■ PROBLEM
Present the following entries again, word for word and in full.

··· PROVIDED ENTRIES ···

Issue #724, opened 2017-07-20
Switch default parser to Spacy?


ajratner:

jason-fries:
Also -- remove CoreNLP download from run.sh?

jason-fries:
Maybe we should have a download option like with spaCy that's internal to the CoreNLP class. It would then install the first time it's actually run?

ajratner:
Yeah def

moreymat:
Dear developers,
I am currently trying to use Snorkel in a project on French data.
Even though I really like spaCy a lot, its support for languages other than English is currently lagging behind that of CoreNLP (version 3.7.0 and later).
By the way, if you are interested in adding a (very basic) support for other languages to your wrapper around CoreNLP, I could prepare a small PR based on my own changes for French.
Best,

jason-fries:
Hi @moreymat 
I know spaCy has models for English, French, German, and Spanish but I sure the non-English models leave a lot to be desired. 

For the user, it's really simple to switch parsers -- we're still including CoreNLP support. Any enhancements you have for CoreNLP and other language support would be awesome to include. Definitely prepare a PR request and we can take a look. Thanks!

PR #876, opened 2018-02-24
Spacy 2.0 Compatibility

4d4stra:
There are a few small changes in this pull request.  
1.  A minor bug fix that resulted in a failure to download the spacy language model if it doesn't exist.
2. Some extraneous code was removed in the code used to test
3. This update checks for the spacy version (1.x or 2.x) and updates the api calls as appropriate.

The changes were tested with both spacy version 1 and 2 using the tutorial code.  I have also tested using spacy 2.0 more thoroughly at work.

PR #924, opened 2018-05-04
Switch spacy installation to conda from pip

dhimmel:
Hopefully this will reduce the 550 second [install time](https://travis-ci.org/HazyResearch/snorkel/jobs/374664220#L1708) of the conda environment. It [looks like](https://travis-ci.org/HazyResearch/snorkel/jobs/374670307#L566) it reduces install time to 330 seconds.

Refs https://github.com/HazyResearch/snorkel/pull/876
Closes https://github.com/HazyResearch/snorkel/issues/724 (which actually has already been addressed).

### DIFF
--- a/.travis.yml
+++ b/.travis.yml
@@ -19,7 +19,6 @@ before_install:
     --output-document=miniconda.sh
   - bash miniconda.sh -b -p $HOME/miniconda
   - source $HOME/miniconda/etc/profile.d/conda.sh
-  - hash -r
   - conda config --set always_yes yes --set changeps1 no
   - conda info --all
 
@@ -28,6 +27,7 @@ install:
   - conda env create --quiet --file=environment.yml
   - conda activate snorkel
   - pip install .
+  - conda list
 
 script:
 
--- a/.travis.yml
+++ b/.travis.yml
@@ -39,19 +39,18 @@ script:
   - runipy test/learning/test_parallel_grid_search.ipynb
 
   # Runs intro tutorial notebooks
-  - cd tutorials
-  - runipy intro/Intro_Tutorial_1.ipynb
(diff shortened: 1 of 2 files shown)


dhimmel:
See build to confirm that spacy 2 is being installed:

+ https://travis-ci.org/HazyResearch/snorkel/jobs/374670307#L742
+ https://travis-ci.org/HazyResearch/snorkel/jobs/374670308#L730

dhimmel:
I narrowed down the issue. The following cell is going to take about 16 minutes to run on my device (it's about 10 seconds for every percentage point):

screenshot from 2018-05-03 20-30-18

One solution which is not ideal is [to use](https://docs.travis-ci.com/user/common-build-problems/#Build-times-out-because-no-output-was-received) `travis_wait`. However, we don't want build times to slow down, so it may be worth looking into why this command is now slower and think about whether we should address that.

stephenbach:
One other thing: it should only process 500 docs on travis, based on the variable set in the first cell. Perhaps it needs to be lowered further? But annoying if spacy 2 is actually the issue.

dhimmel:
Downgrading to version 1 of spacy fixed the slowness issue (see https://github.com/HazyResearch/snorkel/pull/924/commits/c697d24dbea6f453820683cd50ded05b84e35f21). This PR is still productive because it switches the spacy installation to use conda from pip, which prevent installation errors on my system and is faster. So we should consider merging... if so I'd rename to "Switch spacy installation to conda from pip" and use a squash merge so we don't merge in the intermediate commits.

Alternatively, we could look a bit more into speeding up spacy 2. Possibly related to https://github.com/explosion/spaCy/issues/1508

···

■ SOLVED EXERCISE
Issue #724, opened 2017-07-20
Switch default parser to Spacy?


ajratner:

jason-fries:
Also -- remove CoreNLP download from run.sh?

jason-fries:
Maybe we should have a download option like with spaCy that's internal to the CoreNLP class. It would then install the first time it's actually run?

ajratner:
Yeah def

moreymat:
Dear developers,
I am currently trying to use Snorkel in a project on French data.
Even though I really like spaCy a lot, its support for languages other than English is currently lagging behind that of CoreNLP (version 3.7.0 and later).
By the way, if you are interested in adding a (very basic) support for other languages to your wrapper around CoreNLP, I could prepare a small PR based on my own changes for French.
Best,

jason-fries:
Hi @moreymat 
I know spaCy has models for English, French, German, and Spanish but I sure the non-English models leave a lot to be desired. 

For the user, it's really simple to switch parsers -- we're still including CoreNLP support. Any enhancements you have for CoreNLP and other language support would be awesome to include. Definitely prepare a PR request and we can take a look. Thanks!

PR #876, opened 2018-02-24
Spacy 2.0 Compatibility

4d4stra:
There are a few small changes in this pull request.  
1.  A minor bug fix that resulted in a failure to download the spacy language model if it doesn't exist.
2. Some extraneous code was removed in the code used to test
3. This update checks for the spacy version (1.x or 2.x) and updates the api calls as appropriate.

The changes were tested with both spacy version 1 and 2 using the tutorial code.  I have also tested using spacy 2.0 more thoroughly at work.

PR #924, opened 2018-05-04
Switch spacy installation to conda from pip

dhimmel:
Hopefully this will reduce the 550 second [install time](https://travis-ci.org/HazyResearch/snorkel/jobs/374664220#L1708) of the conda environment. It [looks like](https://travis-ci.org/HazyResearch/snorkel/jobs/374670307#L566) it reduces install time to 330 seconds.

Refs https://github.com/HazyResearch/snorkel/pull/876
Closes https://github.com/HazyResearch/snorkel/issues/724 (which actually has already been addressed).

### DIFF
--- a/.travis.yml
+++ b/.travis.yml
@@ -19,7 +19,6 @@ before_install:
     --output-document=miniconda.sh
   - bash miniconda.sh -b -p $HOME/miniconda
   - source $HOME/miniconda/etc/profile.d/conda.sh
-  - hash -r
   - conda config --set always_yes yes --set changeps1 no
   - conda info --all
 
@@ -28,6 +27,7 @@ install:
   - conda env create --quiet --file=environment.yml
   - conda activate snorkel
   - pip install .
+  - conda list
 
 script:
 
--- a/.travis.yml
+++ b/.travis.yml
@@ -39,19 +39,18 @@ script:
   - runipy test/learning/test_parallel_grid_search.ipynb
 
   # Runs intro tutorial notebooks
-  - cd tutorials
-  - runipy intro/Intro_Tutorial_1.ipynb
(diff shortened: 1 of 2 files shown)


dhimmel:
See build to confirm that spacy 2 is being installed:

+ https://travis-ci.org/HazyResearch/snorkel/jobs/374670307#L742
+ https://travis-ci.org/HazyResearch/snorkel/jobs/374670308#L730

dhimmel:
I narrowed down the issue. The following cell is going to take about 16 minutes to run on my device (it's about 10 seconds for every percentage point):

screenshot from 2018-05-03 20-30-18

One solution which is not ideal is [to use](https://docs.travis-ci.com/user/common-build-problems/#Build-times-out-because-no-output-was-received) `travis_wait`. However, we don't want build times to slow down, so it may be worth looking into why this command is now slower and think about whether we should address that.

stephenbach:
One other thing: it should only process 500 docs on travis, based on the variable set in the first cell. Perhaps it needs to be lowered further? But annoying if spacy 2 is actually the issue.

dhimmel:
Downgrading to version 1 of spacy fixed the slowness issue (see https://github.com/HazyResearch/snorkel/pull/924/commits/c697d24dbea6f453820683cd50ded05b84e35f21). This PR is still productive because it switches the spacy installation to use conda from pip, which prevent installation errors on my system and is faster. So we should consider merging... if so I'd rename to "Switch spacy installation to conda from pip" and use a squash merge so we don't merge in the intermediate commits.

Alternatively, we could look a bit more into speeding up spacy 2. Possibly related to https://github.com/explosion/spaCy/issues/1508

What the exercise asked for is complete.